» What is needed
The first line of the entries below, the line containing "opinion at least.", and every line between them should be repeated exactly, and nothing else.

» Extracted material
PR #160, opened 2022-01-14
List slicing and enumerate Functions

threecifanggen:


Chadtech:
For `enumerate`, lets not include that in `List.Extra` just because its simple. Thats my opinion at least.

For `islice`, what does "islice" mean? And then, more importantly, what is it useful for? Is there a project where this was needed? What was the use case?

threecifanggen:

» Response for this exercise
PR #160, opened 2022-01-14
List slicing and enumerate Functions

threecifanggen:


Chadtech:
For `enumerate`, lets not include that in `List.Extra` just because its simple. Thats my opinion at least.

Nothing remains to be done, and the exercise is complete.